[GOAL OF THE EXERCISE] Nothing outside the range is wanted. Repeat exactly the lines below from the one with "PR #3778, opened 2025-03-09" through the one with "Reading up clean".

------ STORED DATA ------

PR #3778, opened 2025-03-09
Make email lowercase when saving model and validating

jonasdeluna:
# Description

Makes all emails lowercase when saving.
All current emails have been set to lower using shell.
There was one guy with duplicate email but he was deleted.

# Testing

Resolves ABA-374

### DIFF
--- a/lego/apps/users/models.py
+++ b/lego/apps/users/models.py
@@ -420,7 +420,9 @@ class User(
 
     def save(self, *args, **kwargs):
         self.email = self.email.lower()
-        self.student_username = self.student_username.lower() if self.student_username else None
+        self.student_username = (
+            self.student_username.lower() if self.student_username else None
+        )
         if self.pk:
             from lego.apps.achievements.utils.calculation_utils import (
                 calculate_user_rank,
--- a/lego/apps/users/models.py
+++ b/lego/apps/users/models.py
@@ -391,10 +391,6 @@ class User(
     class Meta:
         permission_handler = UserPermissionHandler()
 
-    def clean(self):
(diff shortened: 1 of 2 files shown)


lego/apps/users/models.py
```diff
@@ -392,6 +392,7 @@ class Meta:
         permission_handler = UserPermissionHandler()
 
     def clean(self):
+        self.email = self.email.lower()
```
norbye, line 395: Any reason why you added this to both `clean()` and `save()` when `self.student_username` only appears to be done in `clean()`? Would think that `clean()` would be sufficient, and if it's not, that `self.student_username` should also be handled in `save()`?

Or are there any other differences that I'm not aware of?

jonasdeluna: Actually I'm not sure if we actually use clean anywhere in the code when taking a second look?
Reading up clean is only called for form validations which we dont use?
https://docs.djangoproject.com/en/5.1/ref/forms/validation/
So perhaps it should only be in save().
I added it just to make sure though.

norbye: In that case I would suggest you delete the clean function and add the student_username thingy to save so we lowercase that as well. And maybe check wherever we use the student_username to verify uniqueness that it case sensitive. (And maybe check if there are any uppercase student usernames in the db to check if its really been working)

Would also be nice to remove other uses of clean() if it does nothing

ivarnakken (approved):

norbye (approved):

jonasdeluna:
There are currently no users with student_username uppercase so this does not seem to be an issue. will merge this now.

------
------ STORED DATA ------

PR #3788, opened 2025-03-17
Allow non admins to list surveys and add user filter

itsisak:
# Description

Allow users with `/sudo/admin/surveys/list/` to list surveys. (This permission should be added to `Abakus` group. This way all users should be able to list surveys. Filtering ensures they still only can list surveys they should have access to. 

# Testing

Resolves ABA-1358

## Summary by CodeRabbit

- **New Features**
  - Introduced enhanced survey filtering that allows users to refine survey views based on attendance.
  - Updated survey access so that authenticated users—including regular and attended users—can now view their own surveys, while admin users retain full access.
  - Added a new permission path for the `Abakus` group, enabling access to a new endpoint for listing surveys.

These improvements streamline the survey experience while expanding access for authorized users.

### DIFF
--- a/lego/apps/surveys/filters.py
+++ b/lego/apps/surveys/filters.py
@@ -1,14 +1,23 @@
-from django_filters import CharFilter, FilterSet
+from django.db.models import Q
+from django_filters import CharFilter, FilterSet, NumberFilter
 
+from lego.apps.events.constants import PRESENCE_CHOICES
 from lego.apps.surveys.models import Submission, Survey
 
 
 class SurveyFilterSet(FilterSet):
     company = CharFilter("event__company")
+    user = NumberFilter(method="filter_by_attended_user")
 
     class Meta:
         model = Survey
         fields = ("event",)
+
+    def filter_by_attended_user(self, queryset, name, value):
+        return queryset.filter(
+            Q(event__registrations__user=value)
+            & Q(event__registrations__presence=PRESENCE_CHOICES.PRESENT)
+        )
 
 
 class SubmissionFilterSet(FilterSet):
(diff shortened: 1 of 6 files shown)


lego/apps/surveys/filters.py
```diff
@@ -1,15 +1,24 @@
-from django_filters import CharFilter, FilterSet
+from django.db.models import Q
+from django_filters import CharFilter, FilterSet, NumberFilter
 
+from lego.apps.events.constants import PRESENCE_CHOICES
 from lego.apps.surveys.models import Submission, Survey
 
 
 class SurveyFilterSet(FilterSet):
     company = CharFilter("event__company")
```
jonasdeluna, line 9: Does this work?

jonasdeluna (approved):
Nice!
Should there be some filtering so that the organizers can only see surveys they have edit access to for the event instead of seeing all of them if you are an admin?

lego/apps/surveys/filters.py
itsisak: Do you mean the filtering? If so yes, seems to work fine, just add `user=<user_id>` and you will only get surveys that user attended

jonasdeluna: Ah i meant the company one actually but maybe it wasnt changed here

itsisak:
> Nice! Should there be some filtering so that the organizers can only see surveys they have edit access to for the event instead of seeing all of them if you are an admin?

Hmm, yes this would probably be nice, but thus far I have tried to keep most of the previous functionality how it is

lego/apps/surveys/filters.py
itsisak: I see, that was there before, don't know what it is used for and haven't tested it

------

[EXERCISE RESPONSE]
PR #3778, opened 2025-03-09
Make email lowercase when saving model and validating

jonasdeluna:
# Description

Makes all emails lowercase when saving.
All current emails have been set to lower using shell.
There was one guy with duplicate email but he was deleted.

# Testing

Resolves ABA-374

### DIFF
--- a/lego/apps/users/models.py
+++ b/lego/apps/users/models.py
@@ -420,7 +420,9 @@ class User(
 
     def save(self, *args, **kwargs):
         self.email = self.email.lower()
-        self.student_username = self.student_username.lower() if self.student_username else None
+        self.student_username = (
+            self.student_username.lower() if self.student_username else None
+        )
         if self.pk:
             from lego.apps.achievements.utils.calculation_utils import (
                 calculate_user_rank,
--- a/lego/apps/users/models.py
+++ b/lego/apps/users/models.py
@@ -391,10 +391,6 @@ class User(
     class Meta:
         permission_handler = UserPermissionHandler()
 
-    def clean(self):
(diff shortened: 1 of 2 files shown)


lego/apps/users/models.py
```diff
@@ -392,6 +392,7 @@ class Meta:
         permission_handler = UserPermissionHandler()
 
     def clean(self):
+        self.email = self.email.lower()
```
norbye, line 395: Any reason why you added this to both `clean()` and `save()` when `self.student_username` only appears to be done in `clean()`? Would think that `clean()` would be sufficient, and if it's not, that `self.student_username` should also be handled in `save()`?

Or are there any other differences that I'm not aware of?

jonasdeluna: Actually I'm not sure if we actually use clean anywhere in the code when taking a second look?
Reading up clean is only called for form validations which we dont use?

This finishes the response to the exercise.